Vibe coding is shit, and will always be shit no matter who is doing it.

Edit: The mods decided my other comment was too controversial... "I'm an engineer to genius" apparently thats too controversial for this site 🙄

[–] panda_abyss@lemmy.ca 6 points 2 days ago (2 children)

Totally disagree. Your position is way too overly simplistic and naive.

An engineer only builds a bridge as strong as it needs to be, and likewise I “vibe code” things based on how few fucks I need to give.

I’m experienced and can review the output for sanity and completion. I can test it, I can rewrite it, etc.

Stop looking at vibe coding as doing the whole thing, it’s more valuable as the glue between things, or to create scripts tools that make you more efficient.

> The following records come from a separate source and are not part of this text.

PR #932, opened 2022-09-11
Attempt to address poor 'empirical' algorithm for deciding when to break

masinter:


nbriggs (commented):
Please check that the functions you are changing packages on are not system defined… interesting-frame-p IS a Common Lisp function and should not be only in IL:

masinter:
I wound up not changing the package of any of the functions. I was going to, but thought better of it.

To check CSBROWSER(DEBUGGER DEBUGGER;3) (version numbers from 'restore-version.sh) but essentially the latest vs. master
image

The different packages for symbols in a single file does seem like at least a style error -- it will be harder for common lisp users used to a different set of conventions.

I can find no reference to interesting-frame-p or enter-debugger-p in the Common Lisp HyperSpec.

masinter:
the trigger for calling debugger is a little too sensitive now... cd to a non-existent directory breaks.
I think for newcomers it's better to err on the side of 'more breakpoints', but still...
The PR has an error so I'll mark it as draft and resubmit a cleaner PR

masinter:
The medley debugger has some settings that need reworking.
HELPDEPTH needs setting after fixing up INTERESTING-FRAME-P , as does BAKTRACELST to compensate for changes to how the stack looks in a normal EVAL or CL:EVAL.
It looks like the last time this was updated was Interlisp-10.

And you can vibe code entire apps that basically just work these days. You probably don’t want to maintain those apps but thats a question of lifecycle planning.

It is so much faster to vibe code an API integration and a suite of tests than I can write. It’s faster to write a functional jq or bash script.

But it’s also much much much worse at doing data viz or writing pandas code because it’s trained on 10,000 shitty medium blogs.

You really have to know what you’re doing and what the model is doing, but it is not universally trash.

And if you don’t believe me, put $20 into the Claude API and install Claude Code and ask it to build something.

[–] spankmonkey@lemmy.world 7 points 2 days ago* (last edited 2 days ago) (3 children)

I’m experienced and can review the output for sanity and completion. I can test it, I can rewrite it, etc.

You aren't vibe coding if you refactor and test properly...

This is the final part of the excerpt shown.